Standing on the banks of that fabled river, I felt a deep connection to all the anglers who came before me. The rocks, the water, the trout themselves vibrated and flowed at a frequency that resonated across space and time. And I was amidst all of it, fingers trembling as I sought to attach the fly to the end of my tippet. The delicate dry fly was tied with great care. Perfectly proportioned wings, expertly wound hackle, and a finely dubbed body came together to perfectly imitate the pale mayflies that danced across the surface of the water. Although it was a facsimile, it should serve as a worthy surrogate.
With a drag free drift, I expected it to glide naturally over the lie of a healthy trout I had observed. With a quick flick of my fly rod, the line uncurled and propelled the gossamer-thin leader outward. The fly naturally followed; fluttering down with the whimsy of an actual insect caught in some heretofore unseen zephyr.
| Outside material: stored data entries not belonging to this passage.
PR #14905, opened 2024-10-16
fix(suite-desktop-core): restart app when using autostart on linux

martykan:
## Description

We see some issues with restarting after auto update on Ubuntu with Suite 24.9.2. 
The app will quit, but not re-open itself. 

One problem could be due to the `--no-sandbox` flag, however even after solving that it seems there is an issue. 

Based on a bug from Sentry (#14904), it could be that there is a race condition where the old app is not fully closed when the new instance is started. 
This means that the `second-instance` handler is triggered, which doesn't work since the app is already closing. 

This fix removes the `second-instance` and `before-quit` handlers (only on Linux), allowing the app to quit immediately.

### DIFF
--- a/packages/suite-desktop-core/src/modules/auto-updater.ts
+++ b/packages/suite-desktop-core/src/modules/auto-updater.ts
@@ -214,6 +214,12 @@ export const init: Module = ({ mainWindowProxy, store }) => {
         setImmediate(() => {
             // Removing listeners & closing window (https://github.com/electron-userland/electron-builder/issues/1604)
             app.removeAllListeners('window-all-closed');
+            if (process.platform === 'linux') {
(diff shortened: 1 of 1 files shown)


mroz22:
@karliatto if you could please review and check it on your machine 🙏

karliatto:
If I understand well the issue that this is trying to solve is when the app is updated to new version and it restarts. It was crashing sometimes if autostart was enabled in Linux and this should fix it. Right?

Is there a quick way how to test app update?

martykan:
I don't really know a quick way. 
When I was testing the update process before, I served the `build-electron/` directory via a webserver on localhost and set it as a feed for Electron updater. It should have the necessary YML files. 
Then when you bump the version and build it, it should offer you the update from the previous version.

karliatto (approved):
LGTM.
I fully tested locally with update and restart of the app having the background from autostart running and it was working OK.

PR #14917, opened 2024-10-17
Refactoring of the transaction composition so it allows for multiple sorting strategies

peter-sanderson:


packages/utxo-lib/src/types/compose.ts
```diff
@@ -68,11 +68,34 @@ export interface ComposeChangeAddress {
...
 }
 
-export interface ComposeRequest<
+export type TransactionInputOutputSortingStrategy =
+    // BIP69 sorting
+    | 'bip69'
+
+    // Inputs are randomized, outputs are kept as they were provided in the request,
+    // and change is randomly placed somewhere between outputs
+    // | 'random' // Todo: implement
```
Lemonexe: Nit: reference issue, if it has been created, or create one.

packages/utxo-lib/src/types/compose.ts
```diff
@@ -68,11 +68,34 @@ export interface ComposeChangeAddress {
...
+
+    // It keeps the inputs and outputs as they were provided in the request.
+    // This is useful for RBF transactions where the order of inputs and outputs must be preserved.
+    | 'none';
+
+type SortingStrategyPropsWithCompatibility =
+    | {
+          /** @deprecated use `sortingStrategy=none` instead if you want to keep order of inputs and outputs */
```
Lemonexe, line 85: I don't think the comment is working. I'd expect that when supplying boolean would, IDE would mark it as deprecated.
At least Idea webstorm doesn't mark [the usage](https://github.com/trezor/trezor-suite/blob/d18ba9a879d8a6e6aa1967533a7bda042824729a/packages/connect/src/api/bitcoin/TransactionComposer.ts#L167) as deprecated, although there it's strictly `boolean`.
Maybe it's not possible, as the deprecation can't "propagate" through the chain of functions, then nevermind :shrug: :+1: 

image

packages/utxo-lib/src/compose/transaction.ts
```diff
@@ -5,76 +5,30 @@ import {
...
-
-        return convertOutput(output, { type: 'change', ...request.changeAddress });
-    });
+    const sortingStrategy: TransactionInputOutputSortingStrategy =
+        // eslint-disable-next-line no-nested-ternary
+        request.sortingStrategy === undefined
+            ? request.skipPermutation === true
+                ? 'none'
+                : 'bip69'
+            : request.sortingStrategy;
```
Lemonexe: Nit: what do you think about this instead of nested ternary? 
```suggestion
    const sortingStrategy: TransactionInputOutputSortingStrategy =
        request.sortingStrategy ?? (request.skipPermutation === true ? 'none' : 'bip69');
```

packages/utxo-lib/src/compose/sorting/bip69SortingStrategy.ts
```diff
@@ -0,0 +1,39 @@
...
+export const bip69SortingStrategy: SortingStrategy = ({ result, request, convertedInputs }) => {
+    const defaultPermutation: number[] = [];
+    const convertedOutputs = result.outputs.map((output, index) => {
+        defaultPermutation.push(index);
+        if (request.outputs[index]) {
+            return convertOutput(output, request.outputs[index]);
+        }
+
+        return convertOutput(output, { type: 'change', ...request.changeAddress });
+    });
```
Lemonexe, line 27: This code is duplicated with `noneSortingStrategy`, where the only difference is absence of `defaultPermutation`.
:arrow_right: I would suggest extracting a fn that would do this:
`(result, request) => ({ convertedOutputs, defaultPermutation })` 
and in `bip69` and `none` you could call it & destructure just what is needed.

Lemonexe (commented):
Mostly LGTM
- TS :heart: 
- I carefully reviewed `noneSortingStrategy` and `bip69SortingStrategy` to check it implements the same logic from old `createTransaction` :heavy_check_mark: 
- 4 minor codestyle comments :speech_balloon: 
- `createTransaction` could maybe do with its own code coverage?
  - but not necessary, as we have tests for `composeTx`, and it covers bip69 in most cases, and it also [has one case for none](https://github.com/trezor/trezor-suite/blob/ecb87bccdc8619e5ec604cfecf62c9611d055003/packages/utxo-lib/tests/__fixtures__/compose.ts#L1017), though with old API
  - :point_right: IMHO at least `composeTx` test should be expanded to cover both cases with new API (just duplicate selected two fixtures & remake them to new API?)

packages/utxo-lib/src/compose/transaction.ts
Lemonexe: EDIT: outdated, feel free to ignore and resolve, the new function is good :ok_hand:

packages/utxo-lib/src/types/compose.ts
peter-sanderson: This will be implemented in future PR. I added it here so to demonstrate the motivation why we are doing such refactoring.

packages/utxo-lib/src/compose/transaction.ts
peter-sanderson: :+1: resolving

packages/utxo-lib/src/types/compose.ts
Lemonexe: Yes, I just meant referencing a github issue in the code comment, so the TODO isn't forgotten. But it's not necessary if it's already planned in near future,

packages/utxo-lib/src/types/compose.ts
peter-sanderson: fixed: https://github.com/trezor/trezor-suite/pull/14917/commits/d1d19cd921bb20ca4ec8a592b607aa3533b9c490

packages/utxo-lib/tests/coinselect/coinselect.test.ts
```diff
@@ -1,10 +1,10 @@
 import { coinselect } from '../../src/coinselect';
-import fixtures from '../__fixtures__/coinselect/coinselect-index';
-import fixturesErrors from '../__fixtures__/coinselect/coinselect-errors';
+import { coinselectIndexFixture } from '../__fixtures__/coinselect/coinselect-index';
+import { coinselectFixturesErrors } from '../__fixtures__/coinselect/coinselect-errors';
```
Lemonexe, line 3: :+1:

Lemonexe (approved):

PR #14918, opened 2024-10-17
fix(suite): clear snowflakeBinaryPath when disabling from external feat

### LINKED ISSUE #14731: Tor cannot be connected
Trying with Snowflake and pure. How to view Tor debug logs?

karliatto:
## Description

Issue where `snowflakeBinaryPath` is not cleared if snowflake is disable from experimental features or if experimental features are switch off all at once. So even it was disable in this case it was trying to use it. As described in issue https://github.com/trezor/trezor-suite/issues/14731

## Related Issue

Resolve https://github.com/trezor/trezor-suite/issues/14731

### DIFF
--- a/packages/suite/src/constants/suite/experimental.ts
+++ b/packages/suite/src/constants/suite/experimental.ts
@@ -1,4 +1,6 @@
 import { TranslationKey } from '@suite-common/intl-types';
+import { desktopApi } from '@trezor/suite-desktop-api';
+
 import { EXPERIMENTAL_PASSWORD_MANAGER_KB_URL, TOR_SNOWFLAKE_PROJECT_URL, Url } from '@trezor/urls';
 
 import { Dispatch } from '../../types/suite';
@@ -27,5 +29,16 @@ export const EXPERIMENTAL_FEATURES: Record<ExperimentalFeature, ExperimentalFeat
         title: 'TR_EXPERIMENTAL_TOR_SNOWFLAKE',
         description: 'TR_EXPERIMENTAL_TOR_SNOWFLAKE_DESCRIPTION',
         knowledgeBaseUrl: TOR_SNOWFLAKE_PROJECT_URL,
+        onToggle: async ({ newValue }) => {
+            if (!newValue) {
+                const result = await desktopApi.getTorSettings();
+                if (result.success && result.payload.snowflakeBinaryPath !== '') {
+                    await desktopApi.changeTorSettings({
+                        ...result.payload,
+                        snowflakeBinaryPath: '',
+                    });
+                }
+            }
+        },
     },
 };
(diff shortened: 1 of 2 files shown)


komret (changes requested):
I think it would be better to use the [onToggle](https://github.com/trezor/trezor-suite/blob/d7c8594311840661c5cc75645af34d2064f75325/packages/suite/src/views/settings/SettingsGeneral/Experimental.tsx#L40) property for this.

Maybe also only clear the `snowflakeBinaryPath` in case it was set.

karliatto:
> I think it would be better to use the [onToggle](https://github.com/trezor/trezor-suite/blob/d7c8594311840661c5cc75645af34d2064f75325/packages/suite/src/views/settings/SettingsGeneral/Experimental.tsx#L40) property for this.
> 

It looks to me that that onToggle is currently not doing anything https://github.com/trezor/trezor-suite/blob/develop/packages/suite/src/constants/suite/experimental.ts#L16

But sure, I could extend the EXPERIMENTAL_FEATURES.'tor-snowflake' to have it. 

Other thing I want to achieve is to delete `snowflakeBinaryPath` when "Experimental Features" are disable, even if the user did not disable 'tor-snowflake' explicitly, if all the "Experimental Features" are disable it should be cleared.

karliatto:
@komret what about https://github.com/trezor/trezor-suite/pull/14918/commits/6f76794dd3f12b47e9a16399e6047c1e3fc65dd6 ?? I think that works.

packages/suite/src/reducers/suite/suiteReducer.ts
```diff
@@ -28,7 +28,7 @@ import { Action, Lock, TorBootstrap, TorStatus } from 'src/types/suite';
 import { getExcludedPrerequisites, getPrerequisiteName } from 'src/utils/suite/prerequisites';
 import { RouterRootState, selectRouter } from './routerReducer';
 import { NetworkSymbol } from '@suite-common/wallet-config';
-import { SuiteThemeVariant } from '@trezor/suite-desktop-api';
+import { SuiteThemeVariant, desktopApi } from '@trezor/suite-desktop-api';
```
komret: forgotten import

komret:
> It looks to me that that onToggle is currently not doing anything https://github.com/trezor/trezor-suite/blob/develop/packages/suite/src/constants/suite/experimental.ts#L16

It was originally implemented for Suite automatic update when it was in experimental features, currently it si not used.

> Other thing I want to achieve is to delete `snowflakeBinaryPath` when "Experimental Features" are disable, even if the user did not disable 'tor-snowflake' explicitly, if all the "Experimental Features" are disable it should be cleared.

It should work due to logic [here](https://github.com/trezor/trezor-suite/blob/7ce9c0af34e6d6a7891634cb58a511d540e31ff5/packages/suite/src/views/settings/SettingsGeneral/Experimental.tsx#L90). Although this could be improved to only trigger `onToggle` when switching experimental features off, now it is triggered when they are turned on, too.

komret (approved):

PR #14921, opened 2024-10-17
chore: rimraf only on root package.json

karliatto:
## Description
Dependency `rimraf` is declared in root package.json, and there is not need to have it in other packages.


karliatto:
Just a test.

PR #14931, opened 2024-10-17
feat(suite): Fix & enhance onUpdate FW hash check error handling 

### LINKED ISSUE #5868: Improve GetFirmwareHash error handling
**Describe the bug**

When `GetFirmwareHash` returns an error such as "Unknown message", the dialog below is displayed, but there is no red banner, nothing saying that the user should contact Trezor support, see https://github.com/trezor/trezor-suite/issues/5377.

image

**Expected behavior**

If the reported firmware version supports `GetFirmwareHash` and the device returns an error response to the `GetFirmwareHash` message, then Suite should behave the same way as if an incorrect hash was returned. If this seems too harsh, then Suite can retry the operation twice, but I think that's not even necessary.

Lemonexe:
FW hash check is done automatically after FW update, but it has been broken for some time!
Also we want to handle a generic error, not just hash mismatch, because a counterfeit FW could just fail the hash check on purpose, so that should be handled more strictly than before. 

## Description

:eyes: CR commit by commit recommended

- 7c5eb3d3c9b778bbdd38ade2b1968cab628cb9bb Fixing an inconspicuous bug that suppresses all error handling
  - that took me a while to spot. TS doesn't give any error.
- f501f934fd73422ab8402a37c8b26b029aeb783b When hash check fails to perform, treat it just as severely as hash mismatch.
  - :thinking:  This creates a problem though, because while hash `mismatch` guarantees counterfeit FW, an `other-error` could be transient.
  - But there is no way to exonerate a marked device, except by wiping it, or reseting the suite
  - Can't even retry FW update, the modal is blocked by error
- 3643159a85c713c60a535c363ec3fa22b9c757c6 :arrow_right:  so now, when a device is marked "failed last fw update hash check", you can just start the fw update process again. If it passes (error was transient), it will be exonerated.
  - btw if you truly installed bad binary, you'll ofc also get ghosts on reload because [#14766](https://github.com/trezor/trezor-suite/pull/14766)

I've tested using a ~[debug branch](https://github.com/trezor/trezor-suite/tree/fix/fw-update-hash-check-error-handling-DEBUG)~ (gone), and also by really doing a FW update, but with modified [onCallFirmwareUpdate.ts](https://github.com/trezor/trezor-suite/blob/f501f934fd73422ab8402a37c8b26b029aeb783b/packages/connect/src/core/onCallFirmwareUpdate.ts)

## Related Issue

Resolve #5868

## Screenshots:

**Before**
even with failing FW hash check, the FW update procedure appears successful :scream: 
image

**After first commit**
Now, at the very least, we're at the situation described by issue  #5868 :sweat_smile: 
soft error

**Final state**
Video showing all flows using mocked results [using this branch](https://github.com/trezor/trezor-suite/tree/fix/fw-update-hash-check-error-handling-DEBUG)
[mocked update flows.webm](https://github.com/user-attachments/assets/a79bfc8f-4b6f-4f9f-805c-9cb5093c95f0)


packages/suite/src/views/firmware/FirmwareModal.tsx
```diff
@@ -77,19 +82,13 @@ export const FirmwareModal = ({
...
-            );
-        }
-
         switch (status) {
             case 'error':
+                // Special and hopefully very rare case. This appears when somebody tried to fool user into using a hacked firmware. This check is skipped when installing custom FW.
+                if (device?.id && firmwareHashInvalid.includes(device.id)) {
+                    return <FirmwareUpdateHashCheckError error={error} />;
+                }
+
```
Lemonexe, line 91: Moving the code here is what enables you to reopen FW update modal, so you can try reinstalling it.

When the condition was above the switch, it meant that once a device was marked as failed, reopening the FW update modal would immediately display the error as if it just finished in error state, and never let you reinstall. Even after reloading app or reconnecting device, because the devices marked as failed are persistent.
I think that doesn't make sense, so this lets you try again (and together with `clearInvalidHash`, it can exonerate the device)

suite-common/wallet-core/src/firmware/firmwareActions.ts
```diff
@@ -17,9 +17,19 @@ const setHashInvalid = createAction(
     }),
 );
 
-const setError = createAction(`${FIRMWARE_MODULE_PREFIX}/set-error`, (payload?: string) => ({
```
Lemonexe, line 20: I renamed `setError` to a more descriptive `setFirmwareUpdateError`, I verified it is not used for anything else that FW hash check on FW update

peter-sanderson (approved):

Lemonexe:
Updated codestyle as per CR

Issue #12710, opened 2024-06-03
EPIC: connect 10 - tracker


mroz22:
Lets start with:
- marking places in code that require refactoring but it comes at the cost of introducing breaking changes with a comment 
```
// todo: connect10
```
- at the same time, if breaking change should be introduced in connect 10, lets put a [deprecation warning](https://github.com/trezor/trezor-suite/issues/12676) where it makes sense.

Lets start listing future breaking changes here:

```[tasklist]
### Future breaking changes
- [ ] remove `connectSettings.webusb`
- [ ] remove workarounds in poup.html (cc @martykan, please edit)
- [ ] device.state string to object - https://github.com/trezor/trezor-suite/pull/12887
- [ ] support native bigint. remove bignumber.js etc where possible
- [ ] remove `TrezorConnect.manifest()`
- [ ] Turn `requestLogin` into a normal method by removing `asyncChallenge`
- [ ] remove `skipPermutation` from `composeTransaction` call (replaced by `sortingStrategy`) https://github.com/trezor/trezor-suite/issues/15070
```

Connect 10 API wish list
- strongly typed errors
- exposed validations? could connect somehow tell its consumers whether the call is allowed and whether it will succeed?

szymonlesisz:
related issue: https://github.com/trezor/trezor-suite/issues/4517

related notes: https://www.notion.so/satoshilabs/Version-10-api-breaking-changes-212426f265074e1ab6651f8ee5096655

martykan:
Closing as we are managing Connect 10 issues separately

PR #14932, opened 2024-10-17
feat(connect): try to reuse initialized session

szymonlesisz:
## Description

`DeviceState` contains all the information to call `Initialize` message and potentially reuse already initialized session on the device.

This should fix the issue with app reload and entering the passphrase.

## Follow up
- i didnt change connect storage loadState() cc @mroz22 

## Related Issue

Related to [Epic connect 10 ](https://github.com/trezor/trezor-suite/issues/12710): Device.state as string > DeviceState

### DIFF
--- a/packages/connect/src/core/AbstractMethod.ts
+++ b/packages/connect/src/core/AbstractMethod.ts
@@ -53,6 +53,30 @@ function validateStaticSessionId(input: unknown): StaticSessionId {
         'DeviceState: invalid staticSessionId: ' + input,
     );
 }
+// validate expected state from method parameter.
+// it could be undefined
+function validateDeviceState(input: unknown): DeviceState | undefined {
+    if (typeof input === 'string') {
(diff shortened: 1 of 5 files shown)


packages/connect/src/core/AbstractMethod.ts
```diff
@@ -53,6 +53,30 @@ function validateStaticSessionId(input: unknown): StaticSessionId {
         'DeviceState: invalid staticSessionId: ' + input,
     );
 }
+// validate expected state from method parameter.
+// it could be undefined
+function validateDeviceState(input: unknown): DeviceState | undefined {
+    if (input === 'string') {
```
martykan:
```suggestion
    if (typeof input === 'string') {
```

martykan: That seems to be causing the tests to fail, other than that looks good

martykan (approved):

In those moments, time seems to stand still. The entire endeavor of angling crescendos in a series of events that are ever so still and ever so silent. Minute adjustments of the fly line were made with surgical precision. All the while, my attention was split between the fly itself and the position of the targeted fish. Eyes, unable to focus upon two objects at once, attempted to defy the laws of physics and dart quickly from one to the other. Then, the already protracted clock slowed even more. The trout, seeing or sensing a possible meal, changed the cadence of its tail ever so slightly.
Rising from the translucent depths, the figure of the healthy fish became more perceptible. Tilting its head upward, it hung in the current motionless. Like a still frame, the trout and the fly appeared to be frozen while being carried downstream in unison. The telltale white mouth was the only visual cue that something other than a dance was actually occurring.
But at the last minute the fish pulled out a hackle gauge, held it up to my fly, laughed a presumptuous laugh, and swam away.
I muttered a few choice words as I snapped my line back towards me. I grabbed the fly. It looked fine. Maybe I fudged it a little and used some hackle better suited for a 14 on a size 16 hook. But how was I supposed to know that these trout are not only discerning but downright pedantic?
“Forget this fly” was the general sentiment. Back into the rows of dainty little dries it went. Wings. Really? Like fish can actually see those two tiny feathers in all of that hackle.
As normally happens while fly fishing, I got frustrated by messing with fussy flies and whatever fussy fish might eat them. I went to The Box. The Box catches all the fish. The Box is filled with egg patterns, Walt’s Worms, little rubber flies, and woolly buggers… lots of woolly buggers.
A woolly bugger it was. And a looker, it was not. Let’s just say that if this fly was in the lunch room, it would be eating by itself. Apparently the farmer provided the hackle specialized in heritage breeds of lopsided chickens. A couple of errant thread wraps left a good number of fibers pointing straight forward. Somehow the bead was crooked, I still don’t know I I did that.
I moved upstream a bit to where a culvert entered the creek. It had rusted through in some spots, and was covered in spider webs that were heavy with insects. I lobbed (not really a cast) the bugger just upstream, let it sink for a second, and then jigged it back towards me. Sure enough, a thick brook trout popped out of the drain to nail the fly. It put up a good fight, running downstream. As it swam into the hole below me, it gave the previous trout a good scare such that it dropped it’s hackle gauge and wet its pants.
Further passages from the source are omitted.